A Note About Browser Support...

As a general rule you can assume that versions of NN prior to version 4 and of IE prior to version 4 have no support for CSS. Opera, from version 3.6, fully supports all these properties. Things are further complicated by the fact that there are different versions of each browser for Windows and Mac and these can sometimes vary in their support of CSS. That said you will see that, provided you take care, all these properties can be applied in a browser friendly way.

Ok lets go with the various selectors!

1. font-size

This is probably the property that causes most angst so we will take quite bit of time with it. You will note that I have not actually included it in any of the rules in the style sheet above. This is because I want you to experiment - add in bits to that style sheet as we go through this section and see how they behave.

Declarations: Font size can be defined in a number of different ways, which broadly divide into three methods.

Fixed Measurements - These could be:
- point size (pt)
- pixels (px)
- millimeters, centimeters or inches (mm, cm, in)


h1 {font-size: 15px;}
h2 {font-size: 12pt;}

Using a fixed size had the advantage that you are reasonably sure how your text will appear to the end user. Probably the best choice from among these is pixels. Inches and centimeters etc are not at all reliable and should be avoided.

All suffer the same problems - there is varying cross browsers support and, more importantly, they take away the users choice in how text is rendered. We will see later how other methods can give the user increased choice.

Exercise: Try adding 'font-size:12 pt' to the p rule in the sample style sheet to see its effect. You can also add various sizes to each of the header rules.

Words - xx-small, x-small, small, medium, large, x-large, xx-large.

These are very dodgy and best avoided altogether! In most version of NN anything below small is unreadable. In any case they are a fairly blunt tool.

Relative Sizes - You can use relative sizes as either percentages or ems.

Percentages of what I hear you ask? Well there are two option here:

1. Define a base size:
So for example you could define text size using the following rule for

body {text-size:12 pt}

And these rules for heading 1 and paragraphs respectively

h1 {text-size: 150%}
p {text size: 90%}

In this case heading 1 text would be rendered larger than 12 points, paragraph text smaller.

2. Allow the user's browser setting to be the base size:
In this case you simply use percentages in your rules without defining a measured size anywhere. This is a very elegant solution as it means that if a short sighted user has their browser set to render large text, you will acknowledge this just as you will the preference of someone who has, by choice set their browser default to small.

About 'ems'
Ems are a measurement of the letter capital 'M' in the font size chosen by the user, so again using ems accommodates the users choice.
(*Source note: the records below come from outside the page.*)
PR #860, opened 2020-12-22
fix(app): Hide the overview button if no local index is available

tadzik:
It doesn't work with no xapian index available, and it doesn't communicate that fact very well (at all).


castaway (approved):
Good idea!

gtandersen (approved):

PR #862, opened 2020-12-23
WIP: fix(mailviewer): Update folderlist quicker when deleting messages

castaway:
Discovered while testing "emptyTrash" fix: When deleting messages from any other folder, messages are moved to trash on the backend - the frontend just deletes them from the searchindex. It would be saner if, when deleting from anything but the trash, we instead did a searchindex move (just like movetofolder).

This doesn't work yet as I need a way to get the trash folder id..


gtandersen:
We have considered that Trash currently isn't part of the index by default (similar to Spam and Drafts)?

PR #22, opened 2020-04-01
Config consolidation

dhaavi:


dhaavi:
Merging early because this is blocking other development.

PR #24, opened 2020-04-06
Add support for PORTMASTER_DATA environment variable

ppacher:
This PR adds support for the PORTMASTER_DATA environment variable. It can be used instead of specifying `--data` for each invocation of pmctl/portmaster-control. This PR also updates the README to use `--data` instead of the deprecated `--db`.

### DIFF
--- a/pmctl/main.go
+++ b/pmctl/main.go
@@ -61,12 +61,12 @@ func init() {
 	// Let cobra ignore if we are running as "GUI" or not
 	cobra.MousetrapHelpText = ""
 
-	rootCmd.PersistentFlags().StringVar(&dataDir, "data", "", "set data directory")
-	rootCmd.PersistentFlags().StringVar(&databaseDir, "db", "", "alias to --data (deprecated)")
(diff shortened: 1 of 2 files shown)


pmctl/main.go
```diff
@@ -61,12 +61,12 @@ func init() {
 	// Let cobra ignore if we are running as "GUI" or not
 	cobra.MousetrapHelpText = ""
 
-	rootCmd.PersistentFlags().StringVar(&dataDir, "data", "", "set data directory")
-	rootCmd.PersistentFlags().StringVar(&databaseDir, "db", "", "alias to --data (deprecated)")
+	rootCmd.PersistentFlags().StringVar(&dataDir, "data", "", "Configures the data directory. It's also possible to configure the PORTMASTER_DATA environment variable.")
```
dhaavi, line 64: Description somewhat unclear, would recommend:
`Configures the data directory. Alternatively, this can also be set via the environment variable PORTMASTER_DATA.

PR #27, opened 2020-04-07
Rework Communication+Link to Connection

dhaavi:


firewall/master.go
```diff
@@ -31,91 +31,170 @@ import (
...
 	}
 
-	// grant self
-	if comm.Process().Pid == os.Getpid() {
-		log.Infof("firewall: granting own communication %s", comm)
-		comm.Accept("")
-		return
+	// check if process is communicating with itself
+	if pkt != nil {
+		if conn.Process().Pid >= 0 && pkt.Info().Src.Equal(pkt.Info().Dst) {
```
ppacher, line 51: What's that `conn.Process().Pid >= 0` check for? Btw, what about process A listening on `127.0.0.100` (localhost) and communicating with itself using a new socket. Src would be 127.0.0.1 and Dst 127.0.0.100?

firewall/master.go
```diff
@@ -31,91 +31,170 @@ import (
...
+				otherProcess, err := process.GetOrFindPrimaryProcess(pkt.Ctx(), otherPid)
+				if err == nil {
+
+					if otherProcess.Pid == conn.Process().Pid {
+						conn.Accept("connection to self")
+						return
+					}
+				}
+			}
+		}
```
ppacher, line 72: `process.GetPidByEndpoints` and `process.GetOrFindPrimaryProcess` can fail for various reasons and we completely hide those errors here. I guess there are only a few (if not only one) that we can safely hide. May add some logging for the others.

firewall/master.go
```diff
@@ -31,91 +31,170 @@ import (
...
-	// FIXME: comm.Entity.Unlock()
+	// check conn type
+	switch conn.Scope {
+	case network.IncomingHost, network.IncomingLAN, network.IncomingInternet, network.IncomingInvalid:
+		if p.BlockInbound() {
+			if conn.Scope == network.IncomingHost {
+				conn.Block("inbound connections blocked")
+			} else {
+				conn.Deny("inbound connections blocked")
+			}
```
ppacher, line 90: May add  a comment why we need to `Block` for `IncomingHost` and not `Deny`

firewall/master.go
```diff
@@ -31,91 +31,170 @@ import (
...
+		default: // netutils.Invalid
+			conn.Deny("invalid IP") // Block Outbound / Drop Inbound
+			return
+		}
+	} else if conn.Entity.Domain != "" {
+		// DNS Query
+		// DNS is expected to resolve to LAN or Internet addresses
+		// TODO: handle domains mapped to localhost
+		if p.BlockScopeInternet() && p.BlockScopeLAN() {
```
ppacher, line 129: Do we only block the connection if both, `ScopeInternet` **and** `ScopeLAN are marked for blocking?

firewall/master.go
```diff
@@ -31,91 +31,170 @@ import (
...
 }
 
 // FilterDNSResponse filters a dns response according to the application profile and settings.
-func FilterDNSResponse(comm *network.Communication, q *resolver.Query, rrCache *resolver.RRCache) *resolver.RRCache { //nolint:gocognit // TODO
+func FilterDNSResponse(conn *network.Connection, q *resolver.Query, rrCache *resolver.RRCache) *resolver.RRCache { //nolint:gocognit // TODO
 	// do not modify own queries - this should not happen anyway
-	if comm.Process().Pid == os.Getpid() {
+	if conn.Process().Pid == os.Getpid() {
 		return rrCache
 	}
```
ppacher, line 190: If this is supposed to not happen we should log it!

network/connection.go
```diff
@@ -0,0 +1,379 @@
...
+		// check if it already exists
+		mapKey := strconv.Itoa(conn.process.Pid) + "/" + conn.Scope
+		dnsConnsLock.RLock()
+		_, ok := dnsConns[mapKey]
+		dnsConnsLock.RUnlock()
+		if !ok {
+			dnsConnsLock.Lock()
+			dnsConns[mapKey] = conn
+			dnsConnsLock.Unlock()
+		}
```
ppacher, line 239: There's still a race here if another connection would have the same mapKey. drop the RLock() and just Lock()

network/connection.go
```diff
@@ -0,0 +1,379 @@
...
+		// save to internal state
+		// check if it already exists
+		connsLock.RLock()
+		_, ok := conns[conn.ID]
+		connsLock.RUnlock()
+		if !ok {
+			connsLock.Lock()
+			conns[conn.ID] = conn
+			connsLock.Unlock()
+		}
```
ppacher, line 257: Same as above, I'd just Lock() and drop the RLock() instead of trying to get the lock twice

firewall/firewall.go
```diff
@@ -135,7 +137,10 @@ func handlePacket(pkt packet.Packet) {
 	// }
 
 	// allow local dns
-	if (pkt.Info().DstPort == 53 || pkt.Info().SrcPort == 53) && pkt.Info().Src.Equal(pkt.Info().Dst) {
+	if (pkt.Info().DstPort == 53 || pkt.Info().SrcPort == 53) &&
+		(pkt.Info().Src.Equal(pkt.Info().Dst) || // Windows redirects back to same interface
+			pkt.Info().Src.Equal(localhost4) || // Linux sometimes does 127.0.0.1->127.0.0.53
+			pkt.Info().Dst.Equal(localhost4)) {
```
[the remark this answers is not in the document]
dhaavi: This is meant to match both directions. When both 127.0.0.1 and 127.0.0.x are used, we'll have to match both Src and Dst.

firewall/firewall.go
```diff
@@ -135,7 +137,10 @@ func handlePacket(pkt packet.Packet) {
 	// }
 
 	// allow local dns
-	if (pkt.Info().DstPort == 53 || pkt.Info().SrcPort == 53) && pkt.Info().Src.Equal(pkt.Info().Dst) {
+	if (pkt.Info().DstPort == 53 || pkt.Info().SrcPort == 53) &&
+		(pkt.Info().Src.Equal(pkt.Info().Dst) || // Windows redirects back to same interface
```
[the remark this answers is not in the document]
dhaavi: Good one.
Although, shouldn't the compiler optimize accessing `pkg.Info()` often?

firewall/inspection/inspection.go
```diff
@@ -12,12 +12,12 @@ const (
...
 	DROP_PACKET
-	BLOCK_LINK
-	DROP_LINK
+	BLOCK_CONN
+	DROP_CONN
 	STOP_INSPECTING
 )
 
-type inspectorFn func(packet.Packet, *network.Link) uint8
+type inspectorFn func(*network.Connection, packet.Packet) uint8
```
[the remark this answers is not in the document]
dhaavi: Yup. The inspection package needs a revamp anyway, though.

firewall/inspection/inspection.go
```diff
@@ -38,20 +38,20 @@ func RegisterInspector(name string, inspector inspectorFn, inspectVerdict networ
 }
 
 // RunInspectors runs all the applicable inspectors on the given packet.
-func RunInspectors(pkt packet.Packet, link *network.Link) (network.Verdict, bool) {
+func RunInspectors(conn *network.Connection, pkt packet.Packet) (network.Verdict, bool) {
 	// inspectorsLock.Lock()
 	// defer inspectorsLock.Unlock()
```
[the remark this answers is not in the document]
dhaavi: Inspection is currently not used. I just had to replace breaking code. Will be revamped together with the encryption detection.

firewall/firewall.go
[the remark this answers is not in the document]
ppacher: Yeah but Source can only (normally) be 127.0.0.1 because that's the address assigned to the loopback interface. Destination may be something in 127.0.0.0/8 but if src **is 127.0.0.1** destination **MUST be in 127.0.0.0/8** there.

firewall/firewall.go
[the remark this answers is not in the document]
ppacher: Not sure it can because you're returning a pointer in `pkg.Info()` so he must always de-reference the pointer and cannot use a local copy on the stack/cache because the actual struct may be modified concurrently.

firewall/inspection/inspection.go
```diff
@@ -62,12 +62,12 @@ func RunInspectors(pkt packet.Packet, link *network.Link) (network.Verdict, bool
 		if skip {
 			continue
 		}
-		if link.Verdict > inspectVerdicts[key] {
+		if conn.Verdict > inspectVerdicts[key] {
 			activeInspectors[key] = true
 			continue
 		}
```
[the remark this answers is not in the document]
dhaavi: Will do.

firewall/master.go
```diff
@@ -31,91 +31,170 @@ import (
...
 		return
 	}
 
-	// grant self
-	if comm.Process().Pid == os.Getpid() {
-		log.Infof("firewall: granting own communication %s", comm)
-		comm.Accept("")
-		return
+	// check if process is communicating with itself
+	if pkt != nil {
```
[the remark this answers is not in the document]
dhaavi: Sorry, I forgot to update the docs.
They still talk about `DecideOnCommunication`, which is hard to distinguish ;)
Will update the docs.

firewall/master.go
dhaavi: There is a `*Process` instance that is used for when the process could not be identified - an "Unknown Process", which uses the Pid `-1`.

In the case of different localhost addresses this check would fail. I will add a TODO to investigate this later. I think the probability of this happening is very low though.

network/connection.go
dhaavi: Yes, that is true. One lock is better.
Also, I'm not sure if there is a performance benefit here, or if it is faster to just write to the map every time.

network/connection.go
dhaavi: See comment above.

firewall/master.go
dhaavi: Changed to Deny to Drop.

firewall/master.go
dhaavi: For DNS Queries, yes, as we don't know in which scopes the IPs of the response will be. Additional filtering is done by the `FilterDNSResponse` fn, which then looks at these separately.

firewall/master.go
dhaavi: Currently this is called everytime. I removed the second part of the comment.

firewall/master.go
dhaavi: Add logging.

firewall/inspection/inspection.go
```diff
@@ -38,20 +38,20 @@ func RegisterInspector(name string, inspector inspectorFn, inspectVerdict networ
...
+		conn.SetActiveInspectors(activeInspectors)
 	}
 
-	inspectorData := link.GetInspectorData()
+	inspectorData := conn.GetInspectorData()
 	if inspectorData == nil {
 		inspectorData = make(map[uint8]interface{})
-		link.SetInspectorData(inspectorData)
+		conn.SetInspectorData(inspectorData)
 	}
```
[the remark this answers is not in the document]
dhaavi: Will be revamped.

ppacher:
LGTM

PR #29, opened 2020-04-09
Fix updating the global profile and other bugs

dhaavi:
Also, set the blocking inbound connections to all security levels - ie. by default incoming connections are always dropped. We can reconsider this in the future, but we don't want to be opening up something without the user knowing.

### DIFF
--- a/profile/config.go
+++ b/profile/config.go
@@ -211,7 +211,7 @@ Examples:
 	if err != nil {
 		return err
 	}
-	cfgOptionBlockInbound = config.Concurrent.GetAsInt(CfgOptionBlockInboundKey, 6)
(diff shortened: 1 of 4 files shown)


profile/config.go
```diff
@@ -211,7 +211,7 @@ Examples:
 	if err != nil {
 		return err
 	}
-	cfgOptionBlockInbound = config.Concurrent.GetAsInt(CfgOptionBlockInboundKey, 6)
+	cfgOptionBlockInbound = config.Concurrent.GetAsInt(CfgOptionBlockInboundKey, 4)
```
ppacher, line 214: May add a comment why `4` or use a constant

dhaavi: Good Point, will update all of them!

PR #33, opened 2020-04-14
Add VerdictFailed and check for unknown process in nameserver

ppacher:
This PR fixes a nil pointer dereference in nameserver.go and adds a new `VerdictFailed`. It serves as the base for safing/portmaster-ui#44 which adds the new verdict to the monitor module.

### DIFF
--- a/nameserver/nameserver.go
+++ b/nameserver/nameserver.go
@@ -176,6 +176,18 @@ func handleRequest(ctx context.Context, w dns.ResponseWriter, query *dns.Msg) er
 	// get connection
 	conn := network.NewConnectionFromDNSRequest(ctx, q.FQDN, remoteAddr.IP, uint16(remoteAddr.Port))
 
+	if conn.Process() == nil {
+		tracer.Infof("nameserver: failed to find process for request %s, returning NXDOMAIN", conn)
+		returnNXDomain(w, query)
+		return nil
+	}
+
+	if conn.Process().Profile() == nil {
+		tracer.Infof("nameserver: process %s does not have a profile associated, returning NXDOMAIN", conn.Process())
+		returnNXDomain(w, query)
+		return nil
+	}
+
 	// save security level to query
 	q.SecurityLevel = conn.Process().Profile().SecurityLevel()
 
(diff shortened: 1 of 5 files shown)


nameserver/nameserver.go
```diff
@@ -176,6 +179,35 @@ func handleRequest(ctx context.Context, w dns.ResponseWriter, query *dns.Msg) er
...
+			log.Warningf("nameserver: unexpected verdict %s for connection %s, not saving", conn.Verdict, conn)
+		}
+	}()
+
+	if conn.Process().Profile() == nil {
+		tracer.Infof("nameserver: failed to find process for request %s, returning NXDOMAIN", conn)
+		returnNXDomain(w, query)
+		// FIXME(ppacher): if we save the connection (by marking it as failed)
+		// we might collect A LOT of connections for the UI.
+		//conn.Failed("Unknown process")
```
dhaavi, line 207: Did you test this? I don't think there should be that many connections. Anyway, it would be benefitial for the user to know if a process could not be correctly identified.

network/connection.go
```diff
@@ -198,6 +198,16 @@ func (conn *Connection) Deny(reason string) {
...
 
+// Failed marks the connection with VerdictFailed and stores the reason.
+func (conn *Connection) Failed(reason string) {
+	if conn.SetVerdict(VerdictFailed) {
+		conn.Reason = reason
+		log.Infof("filter: dropping connection %s because of an internal error: %s", conn, reason)
+	} else {
+		log.Warningf("filter: tried to drop %s due to error but current verdict is %s", conn, conn.Verdict)
+	}
+}
```
dhaavi, line 209: `conn.SetVerdict` will always succeed here, as `VerdictFailed` is the highest numerical verdict. This is good and intended, because we definitely want to drop if we are unable to find a Verdict without error.
We can leave this here, as you wish.

nameserver/nameserver.go
ppacher: Yes that's why I commented it out again, I went up to ~400 unknown process connections in about 2 minutes.

network/connection.go
ppacher: Ah interesting, didn't check how `SetVerdict` actually works. But yeah, I guess we can leave it in there so any future verdict (with a highter number) won't cause problems here.

nameserver/nameserver.go
dhaavi: Ok. I'll look at this later.

PR #37, opened 2020-04-17
Add support for firefox canary domain for disabling DoH

ppacher:
This PR adds support to block the Mozilla canary domain `use-application-dns.net`. When blocked, firefox does not use DoH by default and instead falls back to normal (insecure) DNS. This is required so the Portmaster can pickup the DNS requests for firewalling and forward it in a secure way.

### DIFF
--- a/profile/config.go
+++ b/profile/config.go
@@ -53,6 +53,9 @@ var (
 
 	CfgOptionRemoveBlockedDNSKey = "filter/removeBlockedDNS"
 	cfgOptionRemoveBlockedDNS    config.IntOption // security level option
+
+	CfgOptionBypassProtectionKey = "filter/preventBypassing"
+	cfgOptionBypassProtection    config.IntOption // security level option
 )
 
 func registerConfiguration() error {
@@ -324,6 +327,23 @@ Examples:
 	}
 	cfgOptionRemoveBlockedDNS = config.Concurrent.GetAsInt(CfgOptionRemoveBlockedDNSKey, int64(status.SecurityLevelsAll))
 	cfgIntOptions[CfgOptionRemoveBlockedDNSKey] = cfgOptionRemoveBlockedDNS
+
+	err = config.Register(&config.Option{
+		Name:            "Prevent Bypassing",
+		Key:             CfgOptionBypassProtectionKey,
+		Description:     "Prevent apps from bypassing the privacy filter:\n- Firefox: Disable DNS-over-HTTPs",
+		OptType:         config.OptTypeInt,
+		ExpertiseLevel:  config.ExpertiseLevelUser,
+		ReleaseLevel:    config.ReleaseLevelBeta,
+		ExternalOptType: "security level",
+		DefaultValue:    status.SecurityLevelsAll,
+		ValidationRegex: "^(7|6|4|0)",
+	})
+	if err != nil {
+		return err
+	}
+	cfgOptionBypassProtection = config.Concurrent.GetAsInt((CfgOptionBypassProtectionKey), int64(status.SecurityLevelsAll))
+	cfgIntOptions[CfgOptionBypassProtectionKey] = cfgOptionBypassProtection
 
 	return nil
 }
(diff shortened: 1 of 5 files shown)


profile/config.go
```diff
@@ -325,5 +328,22 @@ Examples:
 	cfgOptionRemoveBlockedDNS = config.Concurrent.GetAsInt(CfgOptionRemoveBlockedDNSKey, int64(status.SecurityLevelsAll))
 	cfgIntOptions[CfgOptionRemoveBlockedDNSKey] = cfgOptionRemoveBlockedDNS
 
+	err = config.Register(&config.Option{
+		Name:            "Prevent Bypassing",
+		Key:             CfgOptionBypassProtectionKey,
+		Description:     "Prevent apps from bypassing the privacy filter:\n- Firefox: Disable DNS-over-HTTPs",
```
dhaavi, line 334: I know I wrote that description, but I'm not sure this will render correctly, can you check?

profile/profile-layered.go
```diff
@@ -98,6 +100,10 @@ func NewLayeredProfile(localProfile *Profile) *LayeredProfile {
 		CfgOptionFilterSubDomainsKey,
 		cfgOptionFilterSubDomains,
 	)
+	new.PreventBypassing = new.wrapSecurityLevelOption(
+		CfgOptionBypassProtectionKey,
+		cfgOptionBypassProtection,
+	)
```
dhaavi, line 106: Please use the same wording everywhere to reduce confusion. Please stick with `PreventBypassing`.

profile/profile-layered.go
```diff
@@ -253,6 +259,22 @@ func (lp *LayeredProfile) MatchFilterLists(entity *intel.Entity) (result endpoin
...
+// MatchBypassProtection checks if the entity should be denied or permitted
+// based on some bypass protection checks.
+func (lp *LayeredProfile) MatchBypassProtection(entity *intel.Entity) (endpoints.EPResult, string) {
+	if !lp.PreventBypassing() {
+		return endpoints.NoMatch, ""
+	}
+
+	// Block firefox canary domain to disable DoH
+	if strings.ToLower(entity.Domain) == "use-application-dns.net." {
+		log.Warningf("bypass protection for firefox canary")
```
dhaavi, line 271: Was this meant for debugging?

profile/profile-layered.go
```diff
@@ -253,6 +259,22 @@ func (lp *LayeredProfile) MatchFilterLists(entity *intel.Entity) (result endpoin
...
+		return endpoints.Denied, "Firefox canary domain"
```
dhaavi, line 272: Would suggest to add more context: `blocked canary domain to prevent enabling DNS-over-HTTPS`.
`Firefox` would be in both the logs and UI anyway, plus this domain might be used by other software in the future.

profile/profile-layered.go
```diff
@@ -253,6 +259,22 @@ func (lp *LayeredProfile) MatchFilterLists(entity *intel.Entity) (result endpoin
...
+	}
+
+	return endpoints.NoMatch, ""
+}
+
```
dhaavi, line 277: I don't feel like the profiles package is the correct place to put this. How about a new file `firewall/bypassing.go` with a function similar to `DecideOnConnection` that does all the complicated prevention stuff.
This file will probably become quite a mess with all the workarounds that we will have to do.

profile/config.go
```diff
@@ -325,5 +328,22 @@ Examples:
...
+		OptType:         config.OptTypeInt,
+		ExpertiseLevel:  config.ExpertiseLevelUser,
+		ReleaseLevel:    config.ReleaseLevelBeta,
+		ExternalOptType: "security level",
+		DefaultValue:    status.SecurityLevelsAll,
+		ValidationRegex: "^(7|6|4|0)",
```
dhaavi, line 340: Is this a setting that makes sense to have turned off in the `Extreme` security level?

profile/config.go
ppacher: Nope, I just removed the "newline"

PR #38, opened 2020-04-17
Add CNAME blocking and upstream DNS resolver block detection support

ppacher:
This PR adds support to block DNS requests and connection attempts based on resolved CNAMEs. This is supported by the filterlists as well as the endpoint white/blacklist module.

In addition, this PR adds support to detect upstream DNS resolver blocking when configured.


intel/entity.go
```diff
@@ -220,10 +254,23 @@ func (e *Entity) getDomainLists() {
...
-			domains = splitDomain(domain)
-			log.Tracef("intel: subdomain list resolving is enabled, checking %v", domains)
+			for _, domain := range domainsToInspect {
+				subdomains := splitDomain(domain)
+				domains = append(domains, subdomains...)
+
+				log.Tracef("intel: subdomain list resolving is enabled: %s => %v", domains, subdomains)
+			}
+		} else {
+			domains = domainsToInspect
```
dhaavi, line 273: We could end up with really long list of domains. Would it make sense to deduplicate the domain list first? With CNAMEs and subdomains the chances are high that most are within the same suffix.

nameserver/nameserver.go
```diff
@@ -250,41 +261,32 @@ func handleRequest(ctx context.Context, w dns.ResponseWriter, query *dns.Msg) er
...
+			returnNXDomain(w, query, conn.Reason)
+			return nil
+		}
+
+		if result == endpoints.NoMatch {
+			result, reason = conn.Process().Profile().MatchFilterLists(conn.Entity)
+			if result == endpoints.Denied {
+				conn.Block("endpoint in filterlists: " + reason)
+				returnNXDomain(w, query, conn.Reason)
+				return nil
```
dhaavi, line 289: 1) Shouldn't `updateIPsAndCNAMEs` come after the CNAME filtering? Because if we block the request, the process in question should not try to access these domains via the IPs.
2) Which brings me to the question if it would make sense to move the CNAME filtering to `firewall.FilterDNSResponse` where the other filtering logic is. Would be nice to have everything in one place. (I know this was a difficult and time constrained work here)

network/connection.go
```diff
@@ -103,7 +104,7 @@ func NewConnectionFromFirstPacket(pkt packet.Packet) *Connection {
 			IP:       pkt.Info().Src,
 			Protocol: uint8(pkt.Info().Protocol),
 			Port:     pkt.Info().SrcPort,
-		}).Init()
```
dhaavi, line 106: I don't understand why you removed this, please explain. Was there a change to the `Init()` method I was not aware of? Multiple occurences.

profile/config.go
```diff
@@ -180,6 +183,23 @@ Examples:
...
+	// Include CNAMEs
+	err = config.Register(&config.Option{
+		Name:            "Filter CNAMEs",
+		Key:             CfgOptionFilterCNAMEKey,
+		Description:     "Also filter requests where a CNAME would be blocked",
+		OptType:         config.OptTypeInt,
+		ExternalOptType: "security level",
+		DefaultValue:    status.SecurityLevelsAll,
+		ValidationRegex: "^(7|6|4)$",
+	})
```
dhaavi, line 195: CNAMEs are a very technical thing, would suggest assigning to `ExperienceLevelExpert`.

nameserver/nameserver.go
```diff
@@ -240,8 +245,14 @@ func handleRequest(ctx context.Context, w dns.ResponseWriter, query *dns.Msg) er
 	if err != nil {
 		// TODO: analyze nxdomain requests, malware could be trying DGA-domains
 		tracer.Warningf("nameserver: %s requested %s%s: %s", conn.Process(), q.FQDN, q.QType, err)
-		returnNXDomain(w, query)
-		conn.Failed("failed to resolve: " + err.Error())
+
+		if _, ok := err.(*resolver.BlockedUpstreamError); ok {
```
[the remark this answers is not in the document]
ppacher: Yeah probably, I'm still used to use a type check ...

intel/entity.go
ppacher: Good point, didn't thought about that

nameserver/nameserver.go
ppacher: > 1. Shouldn't updateIPsAndCNAMEs come after the CNAME filtering? Because if we block the request, the process in question should not try to access these domains via the IPs.

updateIPsAndCNAMEs aggregates the CNAMEs that were used to resolve the requested domain to the IP and updates the connections Entity as well as the `IPInfo` (or creates it). That aggregation and update must happen before the CNAME filtering. We coulde move the `IPInfo` update after the CNAME filtering but I'm not sure if there's a benefit. If we block the request the process wouldn't receive the answer and thus don't know the IP to connect to. Or did I get something wrong here?

> 2. Which brings me to the question if it would make sense to move the CNAME filtering to firewall.FilterDNSResponse where the other filtering logic is. Would be nice to have everything in one place. (I know this was a difficult and time constrained work here)

I'm not sure, we don't actually "filter out" CNAME resource records form the DNS anwser section like `FilterDNSResponse` does. We just check if one of the CNAMEs is forbidden and deny the whole request here. `FilterDNSResponse` removes dedicated RR entries from the response and only causes the response to be dropped/blocked if not IPs are left over. 
For simplicity we could/should move that rechecking into a dedicated function but IMHO it doesn't fit into `FilterDNSResponse`.

network/connection.go
ppacher: That method does nothing now and I actually wanted to completely get rid of it but I just removed this one line :facepalm: 

https://github.com/safing/portmaster/blob/e82ec22f0777c5c0a1c4817cf95b312b19dc6a38/intel/entity.go#L76-L79

profile/config.go
ppacher: Good point

PR #39, opened 2020-04-17
Add support for unidentified processes and profiles

dhaavi:


process/special.go
```diff
@@ -0,0 +1,67 @@
...
+
+	// mark profile as used
+	localProfile.MarkUsed()
+
+	p.LocalProfileKey = localProfile.Key()
+	p.profile = profile.NewLayeredProfile(localProfile)
+
+	go p.Save()
+	return p
+}
```
ppacher, line 67: I don't get why we actually need this function. Isn't it enough to ensure the special profiles for Unidentified and System exist on startup (module preperation/start). Since it's not allowed to call that function for the same process more than once I'm not sure what it's actual purpose is.

profile/active.go
```diff
@@ -38,7 +45,34 @@ func markActiveProfileAsOutdated(scopedID string) {
 
 	profile, ok := activeProfiles[scopedID]
 	if ok {
-		profile.oudated.Set()
+		profile.outdated.Set()
 		delete(activeProfiles, scopedID)
 	}
 }
+
+func cleanActiveProfiles(ctx context.Context) error { //nolint:param // need to conform to interface
```
ppacher, line 53:
```suggestion
func cleanActiveProfiles(_ context.Context) error {
```

network/connection.go
```diff
@@ -41,6 +41,7 @@ type Connection struct { //nolint:maligned // TODO: fix alignment
 	VerdictPermanent bool
 	Inspecting       bool
 	Encrypted        bool // TODO
+	Hidden           bool
```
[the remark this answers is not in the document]
dhaavi: As discussed, will rename to `Internal`.

network/dns.go
```diff
@@ -23,7 +23,16 @@ func removeOpenDNSRequest(pid int, fqdn string) {
...
+	_, ok := openDNSRequests[key]
+	if ok {
+		delete(openDNSRequests, key)
+		return
+	}
+
+	// check if there is an open dns request from an unidentified process
+	if pid >= 0 {
+		delete(openDNSRequests, "-1/"+fqdn)
+	}
```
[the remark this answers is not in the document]
dhaavi: Will update as discussed.

process/special.go
dhaavi: Will update to use process caching.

You can express the proportional size you wish the font to appear in as a fraction of ems - eg 0.5 ems or 1.2 ems. Ems take some getting used to but can allow very fine gradation of sizes.

Exercise: Try adding percentage values to some of the rules in the style sheet.

Note the following important points:

  • Size is inherited. So for example if you set 'p' text to 80% and also specify 80% in the 'a' rule also your link text will be smaller than text in the surrounding paragraph. It also means it is important that tags are closed, which unfortunately FrontPage sometimes neglects to do. So if you had a series of paragraphs, using p text at 80%, and the

    tags are missing, each paragraph will be 80% of the previous one until the text pretty quickly becomes unreadable.
  • The default browser settings, which many people never change, are different in NN and IE: IE default is medium, NN default is small. Thus you many be surprised to see that your pages look different when you view them in different browsers. Do not panic about this, you can never have absolute control over the way your pages are seen. The point is that by using percentages of what the viewer is accustomed to seeing all users should be comfortable with the way your page is rendered.
  • If undefined: Any size applied to a parent tag will apply (ie the parent style will be inherited).
    If you do not define size at all in your style sheet then the user's browser default sizes will apply. This may seem desirable and many purists would say it is as the web is intended to be. But the fact is that people do not often choose to configure their browser settings and they are accustomed to looking at pages where text size has been defined in some way. Using percentages as least acknowledges the efforts of those who, for one reason or another have chosen to use custom settings.
  • Browser Support: Patchy if measurements are used, best for pixels; poor where words are used. In general pretty good in the case of percentages.

2. font-family

Declarations: Any font family name can be used and any number of alternatives suggested. It is good practice to have as a final alternative a generic family, eg serif or sans-serif.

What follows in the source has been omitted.